To test Matapax, we replicated an earlier association study (Atwell et al., 2010) that associated 107 Arabidopsis traits covering resistance, ionomics, flowering, and developmental phenotypes with the high-density SNP marker set SNP-Set1 using a kinship matrix for population structure correction. By comparing our results with those in that study, we were not only able to test our pipeline over several traits but also to assess how closely our method agrees with established results. Through Matapax, we associated the trait data with SNP-Set1 using EMMA to perform the associations and a K-matrix to correct for population structure.

The vast majority of Matapax results had an almost 1:1 correlation with the Atwell et al. (2010) data (Fig. 4; Supplemental Table S1). For these traits, observations could be drawn that are highly similar or identical to the original results concerning the location and significance of the association. Further information about the nature of the polymorphism was also provided, including whether it is intergenic, synonymous, or nonsynonymous.

Figure 4.

Figure 4.

Correlation of published with Matapax association P values. The association P values of the published data were correlated with the association P values obtained by Matapax. For the vast majority of traits, Matapax is able to obtain identical results to the published data. However, Matapax is unable to reproduce the association results for a few traits. Possible reasons are discussed in the text.

There were a few traits, however, that remained difficult to reproduce, although the results clearly correlated. Due to the complicated nature of GWAS, there are several places where the discrepancies could have arisen. (1) Differences in the way the genomic data were calculated could alter how the measurements were compared with each other in the mixed linear model. Such differences could stem from the use of different marker or sequence data versions or differing missing value imputation methods. (2) Differences in the kinship matrix calculation would change the way the fixed effects are calculated in the model. (3) Other potential sources of differences are the algorithm version and exact parameters used.

DISCUSSION

By developing Matapax, we sought to create a platform that is easy to use, that makes the available rich genotypic information readily available, where the user requires little to no technical knowledge about GWAS or programming, and that assists the user in answering and further developing hypotheses from the results.

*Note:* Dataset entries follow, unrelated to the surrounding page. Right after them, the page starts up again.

PR #610, opened 2021-02-18
🔧(redis) update redis to be compatible with k8s

madmatah:
## Purpose

We want to deploy redis on a k8s cluster instead of Openshift.

## Proposal

- [x] Update templates
- [x] Remove `initialDelaySeconds` in readinessProbe to speedup startup time

### DIFF
--- a/apps/redis/templates/services/app/deploy.yml.j2
+++ b/apps/redis/templates/services/app/deploy.yml.j2
@@ -56,7 +56,6 @@ spec:
                 - "/bin/bash"
                 - "-c"
                 - "redis-cli ping && touch /data/healthcheck"
-            initialDelaySeconds: 60
             periodSeconds: 10
           volumeMounts:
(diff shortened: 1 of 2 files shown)


apps/redis/templates/services/app/deploy.yml.j2
```diff
@@ -50,7 +56,6 @@ spec:
                 - "/bin/bash"
                 - "-c"
                 - "redis-cli ping && touch /data/healthcheck"
-            initialDelaySeconds: 60
             periodSeconds: 10
           volumeMounts:
             - mountPath: /data
```
jmaupetit, line 61: We don't specify a container user here?

madmatah: Because I forgot :grimacing: , thanks!

jmaupetit (approved):

PR #271, opened 2024-11-19
Update demo site with OddBird branding

stacyk:
## Description
- Removed open props stylesheet, do we need it?
- Replaced some css variables with OddBird brand tokens
- Not sure if we will need to update the Adobe font package?

## Show me
Screenshot 2024-11-19 at 2 16 40 PM

### DIFF
--- a/public/demo.css
+++ b/public/demo.css
@@ -4,39 +4,50 @@
 }
 
 html {
-  --action: var(--action-light);
-  --action-dark: var(--pink-2);
-  --action-light: hsl(339deg 68% 37%);
-  --anchor-color: var(--yellow-6);
-  --bg: var(--gray-1);
-  --brand: var(--green-9);
+  --brand-blue: lch(38.953 23.391 229.55);
+  --brand-pink: lch(50.161 77.603 3.8969);
+  --brand-pink-light: lch(from var(--brand-pink) calc(l + 8) c h);
+  --brand-pink-dark: lch(from var(--brand-pink) calc(l - 20) c h);
+  --brand-orange: lch(70.149 72.526 55.336);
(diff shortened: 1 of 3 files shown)


jamesnw:
This one doesn't seem right (I can troubleshoot later)
image

stacyk:
> This one doesn't seem right (I can troubleshoot later) image

The padding changed since I updated the the html font-size to `calc(1em + 0.25vw)` so things adjusted. When I used padding: 0 on that example, I think it looks like what you expected it to? 
Screenshot 2024-11-19 at 4 03 11 PM

jamesnw:
@stacyk That is better, but I realized that the 50px offset wasn't doing a great job of clearly communicating what was happening, so I changed it a bit. The absolute positioning one was overlapping a bit, so I adjusted that as well.

public/demo.css
```diff
@@ -4,39 +4,52 @@
...
-  --anchor-color: var(--yellow-6);
-  --bg: var(--gray-1);
-  --brand: var(--green-9);
+  --brand-blue: lch(38.953% 23.391 229.55deg);
+  --brand-pink: lch(50.161% 77.603 3.8969deg);
+  --brand-pink-light: lch(from var(--brand-pink) calc(l + 8) c h);
+  --brand-pink-dark: lch(from var(--brand-pink) calc(l - 20) c h);
+  --brand-orange: lch(70.149% 72.526 55.336deg);
+  --brand-orange-dark: lch(from var(--brand-orange) calc(l - 20) c h);
+  --gray-1: lch(from var(--brand-blue) calc(l + 53) calc(c - 19) h);
```
mirisuzanne, line 13: 😮😮😮😮 coooool

mirisuzanne (approved):

PR #272, opened 2024-11-20
Add note about implicit support

jamesnw:
The `anchor` attribute has been removed from the standard pending conversation here- https://github.com/whatwg/html/pull/9144. Alternatively, we could remove this feature until it is supported, but I'm not sure it's worth it.

### DIFF
--- a/index.html
+++ b/index.html
@@ -435,6 +435,12 @@
       <p class="note">
         With polyfill applied: Target is positioned at the top left corner of
         the Anchor.
+        <br />
+        <br />
+        <strong>Note:</strong> The <code>anchor</code> attribute has not yet
+        been standardized, and currently does not work in non-polyfilled
+        browsers. See more conversation <a
+        href="https://github.com/whatwg/html/pull/9144">here</a>.
       </p>
       <pre><code class="language-html"
 >&lt;div id="my-implicit-anchor"&gt;Anchor&lt;/div&gt;


jgerigmeyer (approved):
I'm approving because this is better than no note, but my leaning would be to remove support for the `anchor` attribute if it looks like it won't eventually land. I don't want to encourage people to use features that have a low percent chance of being implemented natively. @mirisuzanne What do you think?

jgerigmeyer:
@jamesnw Related to this, it looks like the spec has removed `anchor(implicit)`, and added `position-anchor: auto`: https://drafts.csswg.org/css-anchor-position/#changes

mirisuzanne:
> I'm approving because this is better than no note, but my leaning would be to remove support for the `anchor` attribute if it looks like it won't eventually land. I don't want to encourage people to use features that have a low percent chance of being implemented natively.

I agree with @jgerigmeyer

jgerigmeyer (approved):
@jamesnw Feel free to merge if my changes in https://github.com/oddbird/css-anchor-positioning/commit/b076add20c287c233b3bbcd617061ed4da4e2163 look okay.

src/parse.ts
```diff
@@ -138,13 +138,9 @@ function parseAnchorFn(
...
   }
   if (name) {
-    if (isIdentifier(name)) {
-      if (name.name === 'implicit') {
-        name = undefined;
-      } else if (name.name.startsWith('--')) {
-        // Store anchor name
-        anchorName = name.name;
-      }
+    if (isIdentifier(name) && name.name.startsWith('--')) {
```
jamesnw, line 141: I was hesitant to combine these ifs, as it subtly changes the logic, but it ends up not making a difference, so it makes sense to combine.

Although we are able to reproduce the results of the Atwell et al. (2010) study with high accuracy (87 out of 107 traits with a correlation greater than 0.80), there were seven traits that correlated rather poorly (correlation less than 0.60; Fig. 3). Due to the complex nature of a GWAS, it is difficult to test all the possible combinations of different parameters and data sets to try and tease out the work flow that the original study followed. This lack of reproducibility highlights the need for standards that could be easily provided by a platform such as Matapax.

As discussed by Zhao et al. (2007), the effectiveness of correction for population structure is widely debated, and top results require a significant degree of skepticism. This is hopefully mitigated with an informed and annotated review of the results and the application of the right population structure correction(s). Matapax provides two forms of correction (kinship matrix [K] and population structure matrix [P]), which can be newly calculated or uploaded by the user and which appear to be sufficient to reduce inflated P values in many traits (Zhao et al., 2007).

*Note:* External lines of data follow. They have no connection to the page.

Issue #276, opened 2024-11-21
Audit polyfill size


jamesnw:
It would be useful to audit the polyfill dist size, with a tool like [rollup-plugin-bundle-stats](https://www.npmjs.com/package/rollup-plugin-bundle-stats). The majority of the code is from csstree, and we may be able to reduce the size by changing how we import things.

jamesnw:
Current state:
<img width="1162" alt="image" src="https://github.com/user-attachments/assets/2a7dddb4-83f2-4bdf-a451-977f6c9401c3">
Bundle Size: 223.72KiB

Moving from `import * as csstree` to more granular imports-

Aside from population structure correction, a great deal of manual inspection of the results is necessary to produce meaningful and biologically relevant results. To assist in manual inspection, we sought to include all relevant information about the results of a GWAS in a highly manipulable manner. With input from users, we hope to refine this aspect of Matapax further.

Matapax presents three high-coverage Arabidopsis marker database choices for association that provide whole-genome coverage of the Arabidopsis genome: AtPolyDB (SNP-Set1 and SNP-Set2; Atwell et al., 2010; Huang et al., 2011; Horton et al., 2012) and the 1,001 Genomes Project (SNP-Set3; Ossowski et al., 2008; Weigel and Mott, 2009), using different methods for genotyping. The choice of marker database for association can be informed by the differences between the three databases. SNP-Set1 uses a 250k SNP resequencing chip that interrogates 250,000 positions in the Arabidopsis genome that were chosen based upon earlier genotyping work (Kim et al., 2007). This allows the rapid genotyping of Arabidopsis accessions but suffers from incomplete coverage, as is evidenced by the presented case study. There are only 199 accessions available in this data set. SNP-Set2 uses the same experimental procedure for detecting SNPs as SNP-Set1 but uses a later calling method and has 1,307 accessions. The SNP-Set3 project markers are called using next-generation sequencing technology potentially identifying all markers in the sequenced accessions. This high-density genomic coverage comes at the cost of accession coverage. Currently, there are 447 accessions available in this data set, although only 91 are permitted for use.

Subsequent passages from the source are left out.